Antioksidan membantu mengurangi stres oksidatif, yaitu kondisi di mana terjadi ketidakseimbangan antara radikal bebas dan kemampuan tubuh menetralisirnya.
Stres oksidatif sering meningkat saat tubuh mengalami perubahan metabolik drastis, termasuk saat berbuka puasa.
Buah naga juga mengandung air dalam jumlah tinggi, sekitar 85–90 persen.
Kandungan air ini membantu rehidrasi tubuh secara bertahap tanpa membebani sistem pencernaan.
Dibandingkan langsung mengonsumsi makanan berat, memulai dengan buah naga memberi waktu bagi sistem pencernaan untuk “bangun” secara perlahan setelah beristirahat panjang.
Namun, penting untuk memahami bahwa manfaat ini akan optimal jika buah naga dikonsumsi dalam bentuk utuh, bukan jus yang ditambahkan gula.
Proses penghancuran menjadi jus dapat mempercepat penyerapan gula karena struktur seratnya rusak. Selain itu, porsi tetap perlu diperhatikan.

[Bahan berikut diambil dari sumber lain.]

PR #549, opened 2024-02-15
ColdPrimitive*List classes use correct schema.

krisso-rtb:
Just a minor fix.

The main change is in 4 classes:
- `ColdPrimitiveBooleanList`
- `ColdPrimitiveDoubleList`
- `ColdPrimitiveIntList`
- `ColdPrimitiveLongList`


FelixGV (approved):
Wow, that's a silly mistake! Thanks for catching and fixing it!

PR #550, opened 2024-02-15
optimize StreamUtil and fix the LimitingExecutor

xiaoyu-yang-gh:
(1)  https://github.com/linkedin/avro-util/pull/548 fixed the issue to execute mapper function to each batch in the thread-pool. but the batches are still executed sequentially.  We need to fix the issues to have the batches executed in parallel. Here we implement a Collector:
    - the **accumulate** method collect data from original stream, create batches, and submit jobs for executing each batch to thread-pool.
    - the **finisher** method handles the last batch, submit the job for the last batch to thread-pool. It also connect the result for the jobs executed in the thread-pool, combine the results, and stream the results.
 
Tested this can execute the batches in the thread-pool in parallel.

(2) Fix LimitingExecutor. LimitingExecutor use a Semaphore to control the maximum number of jobs concurrently executed in the thread-pool. But the Semaphore is just used to guard the **ThreadPool.execute(command)**, and the ThreadPool.execute just submit the job to the threadpool. So the Semaphore does not guard the number of jobs concurrently running in the pool. We fix this issue by:
 a. require a Semaphore when submitting a new job;
 b. release a Semaphore when a job completes;

### DIFF
--- a/avro-builder/builder-spi/src/main/java/com/linkedin/avroutil1/builder/util/StreamUtil.java
+++ b/avro-builder/builder-spi/src/main/java/com/linkedin/avroutil1/builder/util/StreamUtil.java
@@ -6,7 +6,11 @@
 
 package com.linkedin.avroutil1.builder.util;
 
-import java.util.Collection;
+import java.util.ArrayList;
+import java.util.Collections;
+import java.util.LinkedList;
+import java.util.List;
+import java.util.Set;
 import java.util.concurrent.CompletableFuture;
 import java.util.concurrent.Executor;
 import java.util.concurrent.ExecutorService;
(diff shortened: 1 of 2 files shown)


avro-builder/builder-spi/src/main/java/com/linkedin/avroutil1/builder/util/StreamUtil.java
```diff
@@ -72,36 +78,27 @@ private StreamUtil() {
...
+   * @param mapper a transformation to be performed in parallel
+   * @param batchSize the size into which inputs should be batched before running the mapper.
+   * @param executor executor for executing computations in parallel
+   * @param <T> the type of the collected elements
+   * @param <R> the result returned by {@code mapper}
+   *
+   * @return a {@code Collector} which collects all processed elements into a {@code Stream} in parallel.
+   */
+  public static <T, R> Collector<T, ?, Stream<R>> toParallelStream(Function<T, R> mapper, int batchSize,
+      Executor executor) {
```
karthikrg, line 97: Not a fan of exposing this. I think we should provide a sensible default in the util. The reason is that if someone uses an improperly sized pool, it can result in a deadlock.

xiaoyu-yang-gh: Optimized the LimitingExecutor and remove this interface for allowing user pass in executor

xiaoyu-yang-gh:
Close this PR.

PR #555, opened 2024-04-24
Override clear method in custom list views

li-ukumar:
### What
Overriding clear method in List views to run clear methods of provided list rather than defaulting on AbstractList implementation.

### Why
Generic Array implementation in avro has custom implementation of clear, which is lost if AbstractList's method is used.

### Test
build


helper/helper/src/main/java/com/linkedin/avroutil1/compatibility/collectiontransformer/CharSequenceListView.java
```diff
@@ -60,4 +60,9 @@ public boolean addAll(int index, java.util.Collection<? extends CharSequence> c)
   public boolean remove(Object o) {
     return utf8List.remove(new Utf8(o.toString()));
   }
+
+  @Override
+  public void clear() {
+    utf8List.clear();
+  }
 }
```
xiaoyu-yang-gh, line 68: Can you add doc why these method need to be override, the thing you have the PR description.

dg-builder (approved):

dg-builder (approved):

PR #558, opened 2024-06-25
Add for utf8 method in String/Utf8/Charsequence ListViews

li-ukumar:
## What
- Adding add methods for Utf8 type in StringListView

## Test
- Existing unit tests
- build

### DIFF
--- a/helper/helper/src/main/java/com/linkedin/avroutil1/compatibility/collectiontransformer/StringListView.java
+++ b/helper/helper/src/main/java/com/linkedin/avroutil1/compatibility/collectiontransformer/StringListView.java
@@ -98,9 +98,4 @@ public class StringListView extends AbstractList<String> {
       }
     };
   }
-
-  @Override
-  public boolean equals(Object o) {
-    return o instanceof StringListView && _utf8List.equals(((StringListView) o)._utf8List);
-  }
 }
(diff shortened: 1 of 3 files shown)


helper/helper/src/main/java/com/linkedin/avroutil1/compatibility/collectiontransformer/StringListView.java
```diff
@@ -38,16 +38,30 @@ public String set(int index, String element) {
...
+
   @Override
   public void add(int index, String element) {
     _utf8List.add(index, new Utf8(element));
   }
 
+  public void add(int index, Utf8 element) {
+    _utf8List.add(index, element);
+  }
+
```
xiaoyu-yang-gh, line 55: no such method in the base class?

helper/helper/src/main/java/com/linkedin/avroutil1/compatibility/collectiontransformer/StringListView.java
```diff
@@ -38,16 +38,30 @@ public String set(int index, String element) {
     return previousValue;
   }
 
+  public String set(int index, Utf8 element) {
```
xiaoyu-yang-gh, line 41: should add this method in base class/interface?

helper/helper/src/main/java/com/linkedin/avroutil1/compatibility/collectiontransformer/StringListView.java
li-ukumar: No. Base class only has methods for String in this case.. (Since we are extending AbstractList<String>).

helper/helper/src/main/java/com/linkedin/avroutil1/compatibility/collectiontransformer/StringListView.java
li-ukumar: Base class is java's AbstractList. We cant modify that

PR #563, opened 2024-11-15
Support avro 1.11.4.

mjauup:


dg-builder (approved):
thanks @mjauup for the diff!

PR #569, opened 2025-02-28
Fix incorrect check for enableUtf8encoding flag

jairajsolanke:
Fix incorrect check for enableUtf8encoding flag. The incorrect check was preventing from setting/overriding enableUtf8EncodingPutbyIndex flag correctly.


leiykpt (approved):
LGTM

PR #571, opened 2025-02-28
Add support for comparing doc field in avro schemas

SrilakshmiBharadwaj:
## Summary
The current comparator doesn't return false when comparing 2 avro schemas that differ just by doc field. This causes compatibility issues when evolving espresso schemas (adding comment in proto updates avro doc field in the current .avsc version instead of generating a new .avsc)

Konsumsi berlebihan, bahkan dari buah sehat, tetap dapat meningkatkan asupan gula total.
Secara keseluruhan, buah naga merupakan pilihan yang sangat baik untuk mengawali berbuka puasa.
Kombinasi indeks glikemik rendah, kandungan serat tinggi, antioksidan, dan kadar air yang melimpah menjadikannya makanan ideal untuk menstabilkan gula darah dan mempersiapkan tubuh menerima makanan berikutnya.
Dalam bahasa sederhana, buah naga membantu tubuh “menyalakan mesin” secara halus, bukan menekan pedal gas secara mendadak.